Ascolto il silenzio e cerco di farlo parlare»
(Jon Fosse).

Ad attrarre la mia attenzione verso lo scrittore norvegese Jon Fosse è stato dapprima leggere in un articolo della sua abitudine di scrivere all’albaPresto di mattina, come riporta il titolo di questa rubrica – ma soprattutto il fatto che per lui la poesia stia a fondamento delle molteplici forme della sua scrittura.

Non mi ha sorpreso, dunque, che l’anno scorso abbia ricevuto il Nobel per la letteratura, perché – queste le parole a motivazione del premio – «la sua drammaturgia e la sua prosa innovative danno voce all’indicibile».
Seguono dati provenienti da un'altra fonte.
PR #13, opened 2016-09-13
Added Getting started chapter

breakreturn:
Updated user docs with a getting started chapter.
Also added comment to containerabstractinterface

### DIFF
--- a/doc/chapters/getting-started/index.rst
+++ b/doc/chapters/getting-started/index.rst
@@ -1,0 +1,133 @@
+
+Getting started
+***************
+
+Structure
+=========
+
+The user API is implemented by the SoftwareContainer Agent as a D-bus service. That API is used
+to start, configure, and control containers. On the bus, the Agent has the name
+`com.pelagicore.SoftwareContainer` and object path `/com/pelagicore/SoftwareContainerAgent`.
+
+The Agent in turn links to the SoftwareContainer library which is to be considered an internal
+API for most users.
+
+TODO: Explain the thoughts around root privileges and the Agent.
+
+
+Container config
+================
+
+When creating containers, a configuration is passed as a JSON string. The string is an array with objects, in the JSON sense.
+The currently supported configs are:
+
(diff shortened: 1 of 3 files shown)


doc/chapters/getting-started/index.rst
```diff
@@ -0,0 +1,106 @@
...
+From the build directory, run the agent::
+
+    sudo ./agent/softwarecontainer-agent
+
+Not that we are running this command with `sudo`, the Agent needs to be started with root privileges.
+
+
+Using `dbus-send`, introspect the Agent D-Bus service API::
+
+    dbus-send --system --print-reply --dest=com.pelagicore.SoftwareContainerAgent /com/pelagicore/SoftwareContainerAgent org.freedesktop.DBus.Introspectable.Introspect
```
DunderRoffe: I think you should split this over several lines to make it easier and faster to read.
Using '\' will persevere the "copy and paste"-ability if that is a concern.
Eg:

``` bash
dbus-send --system --print-reply \
    --dest=com.pelagicore.SoftwareContainerAgent \
      /com/pelagicore/SoftwareContainerAgent \
      org.freedesktop.DBus.Introspectable.Introspect
```

DunderRoffe:
Besides the note about multi line over long single line above, it looks really good :)

doc/chapters/getting-started/index.rst
tobsan: +1

doc/chapters/getting-started/index.rst
```diff
@@ -0,0 +1,106 @@
...
+
+Prerequisites:
+  * configure and build (see project `README.md`)
+
+
+From the build directory, run the agent::
+
+    sudo ./agent/softwarecontainer-agent
+
+Not that we are running this command with `sudo`, the Agent needs to be started with root privileges.
```
tobsan: Note*

breakreturn:
Updated now based on feedback.

PR #16, opened 2016-09-14
adds unit tests

tobsan:
Adds a test to explicitly set networkgateway to down state, and one to check if setting environment variables work inside the container.


thenor:
+1

PR #18, opened 2016-09-15
explicit byte array to string conversion

frznlogic:


tobsan:
Is there a problem with the earlier way we did it, or do we just want to be explicit about the types in general?

PR #23, opened 2016-09-16
Added diagram support in user docs

breakreturn:
We use 'seqdiag' for diagram generation in the Sphinx docs.
Updated the cookbook revision and the Sphinx config and added
a diagram in the docs.


frznlogic (approved):
This looks good to me. Correct commit hash. Nice seqdiag and works as a nice example of how to use it in the future ;)

PR #24, opened 2016-09-19
Added a chapter on design

e8johan:
This is just a very rough introduction. I wanted to get something in place. Please review and comment!

### DIFF
--- a/doc/chapters/design/index.rst
+++ b/doc/chapters/design/index.rst
@@ -1,0 +1,39 @@
+SoftwareContainer Design
+************************
+
+SoftwareContainer has been designed as a building block enabling sandboxing of application contents in a larger system.
+
+The SoftwareContainer achieves this by providing a structured way to limit what inter-process communication (IPC) mechanims are made available to each application. By targetting the IPC mechanisms rather than the applications or services directly, the sandboxing mechanism can be deployed in a non-intrusive way, i.e. completely transparent to both applications and services.
+
+Each IPC is managed by a *gateway*. The IPC needs of each service is described in *service manifest* files, defining *capabilities* and mapping these to individual *gateway configurations*. This can be individual objects or interfaces on d-bus, networking filter rules, access to device nodes or something completely different.
+
+Each application is then associated with a set of *capabilities*. This could be done through an *application manifest*, or any other method supported by the *launcher*. These are used to configure the sandbox in which the application is then launched.
+
+In a typical deployment the SoftwareContainer is coupled with a *launcher*, which is responsible for initiating containers and provide an entry point to start execution from. This means that SoftwareContainer is not intended to be used as a standalone tool, but rather as a toolbox to build the full experience from.
+
+The *launcher* is responsible for providing SoftwareContainer with a list of *capabilities*, a mount point for the application payload and an entrypoint to start execution from.The SoftwareContainer does not concern itself with application packaging, deployment of manifest formats. All it does it associate the given *capabilities* with *gateway configurations* to setup the sandbox with the appropriate IPC access to the surrounding world.
+
+The Launcher
+============
+
+The launcher is responsible for setting up sandboxes for contained applications and then launch the application entry point.
+
+The SoftwareContainer API allows the launcher great control over the creation of the container. This makes it possible to implement preloading schemes, doing much of the sandbox creation and configuration prior to actually loading an application.
+
+The setup of a container is done in four phases:
+
+1. **Creation**, where the container sandbox is instantiated. This sandbox has no access to the host platform.
+2. **Activation**, where the sandbox is given a set of capabilities and the gateways are configured accordingly.
+3. **Mounting**, where the application contents is mounted into the filesystem of the sandbox.
+4. **Launching**, where the application entry point is executed.
+
+The main launcher for SoftwareContainer is a part of the `QtApplicationManager <http://code.qt.io/cgit/qt/qtapplicationmanager.git/>`_.
+
+Service Manifests
+=================
+
+Service manifests are JSON files mapping capabilities to gateway configurations. Capabilities is what applications specify when they want access to a specific feature of the platform. By specifying a list of capabilities to SoftwareContainer, a sandbox with the correct gateway configurations is created, providing access to the selected parts of the platform services.
+
+Capabilities are named according to a reverse DNS scheme, e.g. ``org.genivi.dlt`` or ``com.pelagicore.popups``. In some cases, the same service provides capabilities of different levels, e.g. generic permission to show popup compared to permission to show high priority popups. This is generally added to the end of the name, e.g. ``com.pelagicore.popups`` and ``com.pelagicore.popups.important``.
+
+The service manifests are typically placed in one JSON file per service, but can be split into one file per capability if needed. The files are placed in ``/share/resource-access-manager/caps.d/``.
--- a/doc/index.rst
+++ b/doc/index.rst
@@ -9,6 +9,6 @@ Contents:
     :glob:
 
     chapters/intro/*
+    chapters/design/*
     chapters/lxc/*
     chapters/gateways/*
-


doc/chapters/design/index.rst
```diff
@@ -0,0 +1,39 @@
+SoftwareContainer Design
+************************
+
+SoftwareContainer has been designed as a building block enabling sandboxing of application contents in a larger system.
+
+The SoftwareContainer container achieves this by providing a structured way to limit what IPC mechanims are made available to each application. By targetting the IPC mechanisms rather than the applications or services directly, the sandboxing mechanism can be deployed in a non-intrusive way, i.e. completely transparent to both applications and services.
+
+Each IPC is managed by a *gateway*. The IPC needs of each service is described in *service manifest* files, defining *capabilities* and mapping these to individual *gateway configurations*. This can be individual objects or interfaces on d-bus, ipfilter rules, access to device nodes or something completely different.
```
tobsan: This is not true yet, since the component that handles capabilities has has not been integrated into SC.

doc/chapters/design/index.rst
```diff
@@ -0,0 +1,39 @@
...
+
+Each application is then associated with a set of *capabilities* in an *application manifest*. These are used to configure the sandbox in which the application is then launched.
```
tobsan: This is irrelevant to how SC works and would fit better in the discussion around the launcher below.

doc/chapters/design/index.rst
```diff
@@ -0,0 +1,39 @@
+SoftwareContainer Design
+************************
+
+SoftwareContainer has been designed as a building block enabling sandboxing of application contents in a larger system.
+
+The SoftwareContainer container achieves this by providing a structured way to limit what IPC mechanims are made available to each application. By targetting the IPC mechanisms rather than the applications or services directly, the sandboxing mechanism can be deployed in a non-intrusive way, i.e. completely transparent to both applications and services.
```
DunderRoffe: Since the target audience is larger than purely automotive people, maybe include something about what an IPC mechanism is?

tobsan (changes requested):
My general view is that this goes too far in mixing what is softwarecontainer design and what is coming from outside.

Also, the PR has merge conflicts, please resolv them first.

frznlogic:
There are merge conflicts.

doc/chapters/design/index.rst
frznlogic: Most likely not ipfilter rules as they are part of a different OS.

doc/chapters/design/index.rst
```diff
@@ -0,0 +1,39 @@
...
+
+Each IPC is managed by a *gateway*. The IPC needs of each service is described in *service manifest* files, defining *capabilities* and mapping these to individual *gateway configurations*. This can be individual objects or interfaces on d-bus, ipfilter rules, access to device nodes or something completely different.
+
+Each application is then associated with a set of *capabilities* in an *application manifest*. These are used to configure the sandbox in which the application is then launched.
+
+In a typical deployment the SoftwareContainer is coupled with a *launcher*, which is responsible for initiating containers and provide an entry point to start execution from. This means that SoftwareContainer is not intended to be used as a standalone tool, but rather as a toolbox to build the full experience from.
```
frznlogic, line 12: The idea of a CLI might change that I guess, but probably not... or?

doc/chapters/design/index.rst
```diff
@@ -0,0 +1,39 @@
...
+The launcher is responsible for setting up sandboxes for contained applications and then launch the application entry point.
+
+The SoftwareContainer API allows the launcher great control over the creation of the container. This makes it possible to implement preloading schemes, doing much of the sandbox creation and configuration prior to actually loading an application.
+
+The setup of a container is done in four phases:
+
+1. **Creation**, where the container sandbox is instantiated. This sandbox has no access to the host platform.
+2. **Activation**, where the sandbox is given a set of capabilities and the gateways are configured accordingly.
+3. **Mounting**, where the application contents is mounted into the filesystem of the sandbox.
+4. **Launching**, where the application entry point is executed.
```
DunderRoffe, line 28: We have had some discussions about a "convenience-API". I think we should use these phases as a base for calls to the DBUS-API in that purpose.

doc/chapters/design/index.rst
```diff
@@ -0,0 +1,39 @@
...
+
+The main launcher for SoftwareContainer is a part of the `QtApplicationManager <http://code.qt.io/cgit/qt/qtapplicationmanager.git/>`_.
```
frznlogic, line 30: Not sure I like having QtApplicationManager written together tbh. It feels like reading a fragment of a sentence. I digress.

frznlogic (commented):
Looks generally good.

doc/chapters/design/index.rst
breakreturn: Sure, the capabilities are not implemented yet (in this component), but that's soon there so I do think it's relevant. I'm not so sure about the application manifests though. Perhaps it should be made more clear that it's not part of this components domain?

doc/chapters/design/index.rst
```diff
@@ -0,0 +1,39 @@
...
+
+Service Manifests
+=================
+
+Service manifests are JSON files mapping capabilities to gateway configurations. Capabilities is what applications specify when they want access to a specific feature of the platform. By specifying a list of capabilities to SoftwareContainer, a sandbox with the correct gateway configurations is created, providing access to the selected parts of the platform services.
```
breakreturn, line 35: Please break the very long lines so it's nicer to work with in peoples editors. It has its drawbacks but this is the desired way from the maintainers.

doc/chapters/design/index.rst
DunderRoffe: Sure, but isn't it better to write future proof documentation since this will be implemented this sprint anyhow?

DunderRoffe: But isn't SC is Linux specific anyway?

doc/chapters/design/index.rst
DunderRoffe: I agree with you, but at the same time isn't it hard to really get a grasp of SC without some insight into the concepts around it?

doc/chapters/design/index.rst
DunderRoffe: +1

doc/chapters/design/index.rst
```diff
@@ -0,0 +1,39 @@
+SoftwareContainer Design
+************************
+
+SoftwareContainer has been designed as a building block enabling sandboxing of application contents in a larger system.
```
DunderRoffe, line 4: Personal preference: I like the text to come directly after a heading without any empty line in between. AFAIK this is not defined anywhere (nothing found when searching for rst or markdown guidelines on the wiki).

DunderRoffe (changes requested):

doc/chapters/design/index.rst
tobsan: Sure.

tobsan: I think the point is that ipfilter is more or less BSD specific.

doc/chapters/design/index.rst
breakreturn: We don't have any guidelines for that AFAIK. Perhaps we should talk pros and cons but this commit is at least consistent with the rest of the user docs.

doc/chapters/design/index.rst
breakreturn: I think the term IPC is pretty generic and most users will probably guess it means inter-process communication, but a compromise where the first occurrence is spelled out might help some readers.

doc/chapters/design/index.rst
breakreturn: We had an offline discussion that we believe "capabilities" are part of the SC domain, and that it is useful to mention the integration pattern that we promote, which contains e.g. "application manifests". For that reason we decided it could be good to try and separate the pure SC domain things and and keep the rest but have it in e.g. a "Integration pattern" section or similar.

doc/chapters/design/index.rst
DunderRoffe: That sounds as a good solution

doc/chapters/design/index.rst
DunderRoffe: Ok

frznlogic: Yes :D

doc/chapters/design/index.rst
frznlogic: Having a separate section with acronyms and branch specific terms might be a good idea imho.

DunderRoffe (approved):

doc/chapters/design/index.rst
thenor: "SoftwareContainer container": seems unnecessary to me to have the "container".

doc/chapters/design/index.rst
e8johan: well, the CLI would just be a launcher, I guess. But with very detailed control of SC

Tutto ciò mi ha spinto in biblioteca a cercare un suo libro e, inaspettatamente, proprio sugli scaffali delle novità nell’atrio dell’Ariostea, mi sono ritrovato con meraviglia, faccia a faccia, con il suo libro di poesie Ascolterò gli angeli arrivare (Crocetti editore, Milano 2024), che sembrava aspettasse proprio me.

A farmi decidere però di percorrere un tratto di strada in sua compagnia è stato leggere nel saggio introduttivo di Andrea Romanzi, qualcosa dell’autore che ho sperimentato anch’io:

«“Quando scrivo bene, non sono io che scrivo. [ … ] scrivere dischiude dimensioni dell’esistenza che non si possono spiegare, ma che sono comunque attive”. La cifra spirituale della scrittura di Fosse – afferma Romanzi – risiede quindi in un’assenza, in un essere altrove e altro-da-sé, nell’esperienza paradossale del voler insistere nella fatica di comunicare l’incomunicabile.» (ivi, 8)
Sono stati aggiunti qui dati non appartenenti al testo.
PR #29, opened 2016-09-21
docs: added chapter on design

e8johan:
Changed wording around app manifests
Documented what IPC is
Removed reference to ipfilter :-)

### DIFF
--- a/doc/chapters/design/index.rst
+++ b/doc/chapters/design/index.rst
@@ -1,0 +1,39 @@
+SoftwareContainer Design
+************************
+
+SoftwareContainer has been designed as a building block enabling sandboxing of application contents in a larger system.
+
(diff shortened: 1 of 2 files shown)


frznlogic:
Please fix the merge conflict? :)

e8johan:
Will fix the merge conflict and do some linebreaking :-)

breakreturn:
All in all I think this text introduces some nomenclature we are not using currently, and might be slightly confusing as what SC brings compared to what a launcher would bring w.r.t. integration and what's mandated and what's implied patterns etc. But I think that just means we need to revise and iterate as we go along. I am fine with merging this as it is now.

tobsan (changes requested):
Lines are still super long and this request still has merge conflicts. Please fix both things.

Letteratura è il profondo, il silenzio narrato in parole, come la scrittura è il tacere della voce, la narrazione dell’indicibile la troviamo attraversando il silenzio delle parole e la notte della luce. Dalla poesia non ci vengono informazioni, essa ci comunica la sua stessa vita.

Le stelle hanno la propria notte
e la notte ha le proprie stelle                          Esco nel mattino e
ascolto una chitarra La stella abita nella notte
e la notte dà alle stelle la propria luce                      Ti tengo la
mano
e tu tieni la mia mano                                   Entriamo in noi e
usciamo nel mondo
(ivi, 147)

«E per me, scrivere – ha ricordato Jon Fosse – è ascoltare: quando scrivo, non preparo mai niente, non pianifico niente, vado avanti ascoltando. Quindi se dovessi usare una metafora per scrivere, sarebbe ascoltare… La scrittura, come ho detto, è un’attività solitaria, e la solitudine è buona fintanto che, per citare un altro poema di Olav H. Hauge, la strada di ritorno verso gli altri rimane aperta» (Un linguaggio silenzioso 7 Dicembre 2023 – Stoccolma, discorso del Premio Nobel).
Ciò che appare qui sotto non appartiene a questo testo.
PR #204, opened 2016-12-06
implements whitelisting in filegateway

tobsan:


libsoftwarecontainer/unit-test/filegatewayparser_unittest.cpp
```diff
@@ -139,6 +140,109 @@ TEST_F(FileGatewayParserTest, TestEmptyPathInContainer) {
...
+    ASSERT_EQ(ReturnCode::SUCCESS, parser.parseConfigElement(configJSON, result));
+    ASSERT_EQ(ReturnCode::SUCCESS, parser.matchEntry(result, settings));
+    ASSERT_EQ(1u, settings.size());
+}
+
+/*
+ * Using the same paths but with different values on read-only is fine, since we
+ * will use the most permissive setting.
+ */
+TEST_F(FileGatewayParserTest, TestSameConfigReadWrite) {
```
kursatkobya: test name is sounds like misleading. Maybe it should be something like 
`TEST_F(FileGatewayParserTest, ParameterReadonlyOverload)`
or something like that

doc/chapters/gateways/index.rst
```diff
@@ -341,6 +341,12 @@ Configuration
 The paths inside the container has to be absolute. There is a check for not mounting over already
 existing mount paths.
 
+It is possible to supply the same host path in several configuration snippets to get the same file
+mounted onto several locations in the container. It is however not possible to supply the same
```
DunderRoffe: "It is howerver ..." -> "However, it is ..."

scripts/run-tests.sh
```diff
@@ -81,6 +81,12 @@ retval=$(($retval+$?))
     --gtest_output=xml:softwarecontainerlib_unittest_result.xml
 retval=$(($retval+$?))
 
+if [ $retval -ne 0 ]; then
+	echo "********************************"
+	echo "*** ONE OR MORE TESTS FAILED ***"
+	echo "********************************"
```
DunderRoffe: Should this be included? Seems awfully verbose.

DunderRoffe (changes requested):

libsoftwarecontainer/unit-test/filegatewayparser_unittest.cpp
```diff
@@ -139,6 +140,109 @@ TEST_F(FileGatewayParserTest, TestEmptyPathInContainer) {
...
+    ASSERT_EQ(ReturnCode::SUCCESS, parser.matchEntry(result, settings));
+    ASSERT_EQ(1u, settings.size());
+    ASSERT_EQ(settings.at(0).readOnly, false);
+}
+
+/*
+ * Testing same host path but different container paths is fine, we will
+ * mount the same file to two places, no problems.
+ */
+TEST_F(FileGatewayParserTest, TestSameHostPathDifferentContainerPath) {
```
kursatkobya: I think TestSame template is not good for those. ParameterHostPathOverload could be better fit imho.
And also since the test fixture is already mentioning this is a test maybe we can remove test word from test names. I mean wouldn't be better to filter like `FileGatewayParserTest.SameHostPathDifferentContainerPath` instead of `FileGatewayParserTest.TestSameHostPathDifferentContainerPath`

scripts/run-tests.sh
tobsan: The point of having this is that since we have many tests in different test suites, there is no way to get output about that some early test failed unless you check the exit status of the test runner. This is pure developer convenience imo.

libsoftwarecontainer/unit-test/filegatewayparser_unittest.cpp
tobsan: Actually, I agree with that.

tobsan:
Updated after review comments.

scripts/run-tests.sh
DunderRoffe: OK. But in that case it should be done properly. Would be nice to print out the name of each failed test suite and have the text in red. :)

kursatkobya (approved):
looks good now

DunderRoffe (approved):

Ascoltare gli angeli arrivare

Così Ascoltare gli angeli arrivare è lo stesso che restare aperti e attendere dal silenzio il venire delle parole; ed è tutto un ascoltare il brusio del silenzio. Mi vengono così improvvise anche a me, ora, parole inattese come ricalcate su quelle del poeta, germogli sulle sue radici, replicando a modo mio le asciutte, stringate parole di Jon Fosse, senza punteggiatura e con stacchi e pause tra di esse. E così scrivo a lui di rimando:

Le parole hanno il proprio silenzio,
e il silenzio ha le proprie parole,                             Esco ascoltando il mattino
La parola abita il silenzio
e il silenzio dà alle parole la propria voce.               Tenendosi la mano
entrambi entrano in me e io rivivo,
spalancato                                                              al mondo altro.

E di nuovo la sua risposta non tarda a venire:
te ne stai nella luce del tuo volto
dove un nuovo silenzio
ha iniziato il suo lavoro
non racconti storie, sono
soltanto piccoli scorci concordati
di un insieme
troppo luminoso                        per te                             è così
che puoi raccontare
il tuo insieme illuminato, silenzioso                        silenzioso
mentre la notte canta i suoi soli
[e tu devi, tra non molto, entrare nel grande movimento
dove il giorno arriva col suo dolore]
(Ascolterò gli angeli, 85).

Come amore nei capelli

e fuori dall’ oscurità.
proprio come un amore
che ci piace respirare Ti prego
apri la finestra
e lasciami vedere
che il fiordo è azzurro
E nel fiordo ci sono barche
e il vento è trasparente
ed è come amore
nei tuoi capelli
(ivi, 137)

Colui che scrive si perde come barca tra i fiordi del mare del nord, che si muove cercando un approdo che non c’è ancora e tuttavia nella scrittura egli ritroverà se stesso come un altro, su un nuovo arenile che egli stesso non sa dire, se non nel movimento, come un’onda dopo l’altra nel flusso di quelle parole.

La scrittura è un movimento, un movimento d’amore – ricorre come un leitmotiv in Fosse – ti porta dove non te l’aspetti, verso ciò che non è ancora nelle profondità dello spirito, che è amore, e provando ad illuminarlo con parole, se vi riesci, fai luce agli altri e anche a te stesso.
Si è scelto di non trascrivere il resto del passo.